Extracted material:
PR #294, opened 2016-01-11
[MRG] Fix auto memmap gc failure

ogrisel:
The automatic memmap feature of joblib can be mislead by the reuse of `id()` values for recently garbage collected numpy arrays as demonstrated in the non-regression test of this PR. This problem is actually quite frequent when generating large numpy arrays with a Python generator.

This PR fixes the issues by systematically hashing the arrays to find a robust unique identifier for the filenames of the temporary memmap'ed arrays.

I ran the benchmark script varying the parameters and could not find a configuration where hashing could cause a very large performance degradation w.r.t. the current master.

This fixes scikit-learn/scikit-learn#6063.

### DIFF
--- a/joblib/pool.py
+++ b/joblib/pool.py
@@ -22,6 +22,13 @@ import threading
 import atexit
 import tempfile
 import shutil
+import warnings
+from time import sleep
+
+try:
+    WindowsError
+except NameError:
+    WindowsError = None
 
 try:
     # Python 2 compat
@@ -177,13 +184,6 @@ class ArrayMemmapReducer(object):
         If verbose > 0, memmap creations are logged.
         If verbose > 1, both memmap creations, reuse and array pickling are
         logged.
-    context_id: int, optional, None by default
-        Set to a value identifying a call context to spare costly hashing of
-        the content of the input arrays when it is safe to assume that each
-        array will not be mutated by the parent process for the duration of the
-        dispatch process. This is the case when using the high level Parallel
-        API. It might not be the case when using the MemmapingPool API
-        directly.
     prewarm: bool, optional, False by default.
         Force a read on newly memmaped array to make sure that OS pre-cache it
         memory. This can be useful to avoid concurrent disk access when the
@@ -196,8 +196,11 @@ class ArrayMemmapReducer(object):
         self._temp_folder = temp_folder
         self._mmap_mode = mmap_mode
         self.verbose = int(verbose)
-        self._context_id = context_id
         self._prewarm = prewarm
+        if context_id is not None:
+            warnings.warn('context_id is deprecated and ignored in joblib'
+                          ' 0.9.4 and will be removed in 0.11',
+                          DeprecationWarning)
 
     def __call__(self, a):
         m = _get_backing_memmap(a)
@@ -219,12 +222,8 @@ class ArrayMemmapReducer(object):
 
             # Find a unique, concurrent safe filename for writing the
             # content of this array only once.
-            if self._context_id is not None:
-                marker = self._context_id
-            else:
-                marker = hash(a)
-            basename = "%d-%d-%d-%s.pkl" % (
-                os.getpid(), id(threading.current_thread()), id(a), marker)
+            basename = "%d-%d-%s.pkl" % (
+                os.getpid(), id(threading.current_thread()), hash(a))
             filename = os.path.join(self._temp_folder, basename)
 
             # In case the same array with the same content is passed several
@@ -430,8 +429,11 @@ class PicklingPool(Pool):
 
 def delete_folder(folder_path):
     """Utility function to cleanup a temporary folder if still existing"""
-    if os.path.exists(folder_path):
-        shutil.rmtree(folder_path)
+    try:
+        if os.path.exists(folder_path):
+            shutil.rmtree(folder_path)
+    except WindowsError:
+        warnings.warn("Failed to clean temporary folder: %s" % folder_path)
 
 
 class MemmapingPool(PicklingPool):
@@ -486,12 +488,6 @@ class MemmapingPool(PicklingPool):
     verbose: int, optional
         Make it possible to monitor how the communication of numpy arrays
         with the subprocess is handled (pickling or memmaping)
-    context_id: int, optional, None by default
-        Set to a value identifying a call context to spare costly hashing of
-        the content of the input arrays when it is safe to assume that each
-        array will not be mutated by the parent process for the duration of the
-        dispatch process. This is the case when using the high level Parallel
-        API.
     prewarm: bool or str, optional, "auto" by default.
         If True, force a read on newly memmaped array to make sure that OS pre-
         cache it in memory. This can be useful to avoid concurrent disk access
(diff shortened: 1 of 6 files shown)


joblib/pool.py
```diff
@@ -196,8 +190,11 @@ def __init__(self, max_nbytes, temp_folder, mmap_mode, verbose=0,
         self._temp_folder = temp_folder
         self._mmap_mode = mmap_mode
         self.verbose = int(verbose)
-        self._context_id = context_id
         self._prewarm = prewarm
+        if context_id is not None:
+            warnings.warn('context_id is deprecated and ignored in joblib'
+                          ' 0.9.4 and will be removed in 0.11',
+                          DeprecationWarning)
```
GaelVaroquaux: I thhink that we should consider making pool.py private to not have to worry about these things.

joblib/test/test_parallel.py
```diff
@@ -554,3 +555,23 @@ def test_parallel_with_interactively_defined_functions():
...
+
+
+@with_numpy
+@with_multiprocessing
+def test_auto_memmap_on_arrays_from_generator():
+    def generate_arrays(n):
+        for i in range(n):
+            yield np.ones(10, dtype=np.float32) * i
+    # Use max_nbytes=1 to force the use of memory-mapping
+    results = Parallel(n_jobs=4, max_nbytes=1)(
```
lesteve: n_jobs=2 seems more common in tests, not sure whether there is a good reason.

joblib/test/test_parallel.py
```diff
@@ -554,3 +555,23 @@ def test_parallel_with_interactively_defined_functions():
...
+    if not isinstance(a, np.memmap):
+        raise TypeError('Expected np.memmap instance, got %r',
+                        type(a))
+    return a
+
+
+@with_numpy
+@with_multiprocessing
+def test_auto_memmap_on_arrays_from_generator():
+    def generate_arrays(n):
```
lesteve: Maybe it would be good to explain what is going on here. Short summary + a link to this PR would be enough since this PR description is rather well written.

lesteve: > Maybe it would be good to explain what is going on here

By that I meant a comment that explains the intent of the test.

lesteve:
BTW this AppVeyor failure seems genuine (from [there](https://ci.appveyor.com/project/joblib-ci/joblib/build/1.0.361/job/b34eaqqt9davt05f)):

```
======================================================================
ERROR: joblib.test.test_parallel.test_auto_memmap_on_arrays_from_generator
  File "C:\Python27\lib\site-packages\nose\case.py", line 197, in runTest
    self.test(*self.arg)
  File "C:\Python27\lib\site-packages\joblib\test\test_parallel.py", line 575, in test_auto_memmap_on_arrays_from_generator
    delayed(check_memmap)(a) for a in generate_arrays(100))
  File "C:\Python27\lib\site-packages\joblib\parallel.py", line 819, in __call__
    self._terminate_pool()
  File "C:\Python27\lib\site-packages\joblib\parallel.py", line 549, in _terminate_pool
    self._pool.terminate()  # terminate does a join()
  File "C:\Python27\lib\site-packages\joblib\pool.py", line 575, in terminate
    delete_folder(self._temp_folder)
  File "C:\Python27\lib\site-packages\joblib\pool.py", line 427, in delete_folder
    shutil.rmtree(folder_path)
  File "C:\Python27\lib\shutil.py", line 252, in rmtree
    onerror(os.remove, fullname, sys.exc_info())
  File "C:\Python27\lib\shutil.py", line 250, in rmtree
    os.remove(fullname)
WindowsError: [Error 32] The process cannot access the file because it is being used by another process: 'c:\\users\\appveyor\\appdata\\local\\temp\\1\\joblib_memmaping_pool_2860_48143952\\2860-81511728-03797be121e43221444fc2914fb93286.pkl_01.npy'
```

joblib/test/test_pool.py
```diff
@@ -406,7 +391,7 @@ def test_memmaping_on_dev_shm():
         # pickling procedure generate a .pkl and a .npy file:
         assert_equal(len(os.listdir(pool_temp_folder)), 2)
 
-        b = np.ones(100, dtype=np.float64)
+        b = np.ones(100, dtype=np.float64) * 2
```
GaelVaroquaux: Why the "* 2"?

ogrisel: otherwise the 2 arrays `a` and `b` have the same content and I cannot test that `b` has been memmaped to a new file.

GaelVaroquaux: > otherwise the 2 arrays a and b have the same content and I cannot test that b
> has been memmaped to a new file.

Good point. You should add a comment about that.

Are we memmapping with 'c' or 'r'? The reason that I am asking is that if
we are not, we need to memmap two different arrays (is the sense of
identity) with the same content to different files.

joblib/pool.py
ogrisel: I agree but I would rather not make this code change in the bugfix release to keep the diff readable.

ogrisel:
@lesteve comments addressed. The status is red because coverage has decreased because of the new windows specific code, we can ignore it.

joblib/test/test_pool.py
ogrisel: we are memmaping with `r` (because of a windows specific constraint). I will add a comment.

joblib/pool.py
```diff
@@ -428,10 +427,23 @@ def _setup_queues(self):
...
+            break
+        except WindowsError:
+            # A worker process might still hold an open file descriptors
+            # on one of the memory mapped arrays in the temporary folder
+            # let's wait a bit an retry
+            if i >= n_retries:
+                raise
+            else:
+                i += 1
+                sleep(delay)
```
lesteve: I think you would never raise because i < n_retries. Also a for loop may be a tad simpler.

```python
for i in range(n_retries)
    try:
        if os.path.exists(folder_path):
            shutil.rmtree(folder_path)
        break
    except WindowsError:
        # A worker process might still hold an open file descriptors
        # on one of the memory mapped arrays in the temporary folder
        # let's wait a bit an retry
        if i >= n_retries - 1:
            raise
        else:
            sleep(delay)
```

joblib/test/test_pool.py
```diff
@@ -406,10 +391,13 @@ def test_memmaping_on_dev_shm():
         # pickling procedure generate a .pkl and a .npy file:
         assert_equal(len(os.listdir(pool_temp_folder)), 2)
 
-        b = np.ones(100, dtype=np.float64)
+        # create a new array with a content that is different from a so that
```
lesteve: maybe from 'a' (i.e. quotes around a) to make it clearer that you are talking about the 'a' variable and not the 'a' article.

joblib/pool.py
ogrisel: good catch

lesteve:
Hmmm now AppVeyor fails in case you have missed it ...

ogrisel:
Yes I am looking into it.

joblib/test/test_parallel.py
```diff
@@ -554,3 +555,28 @@ def test_parallel_with_interactively_defined_functions():
 def test_parallel_with_exhausted_iterator():
     exhausted_iterator = iter([])
     assert_equal(Parallel(n_jobs=2)(exhausted_iterator), [])
+
+
+def check_memmap(a):
+    if not isinstance(a, np.memmap):
+        raise TypeError('Expected np.memmap instance, got %r',
+                        type(a))
+    return a.copy()  # return a regular array instead of a memmap
```
ogrisel: This was the cause of the previous failure under windows: passing a temporary memmap instance back to the master process prevents the deletion of the pool temp folder as long as. I changed the delete_folder method to tolerate this (rare case) warning the user.

Under POSIX, there is no problem: the folder is deleted while the memmap instances are still fully functional until they get garbage collected.

ogrisel:
Ok I added a changelog entry, merging this.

What the task asks: A line in the material may hold the string "PicklingPool". Report how many do, and write only the number.

Task response: 3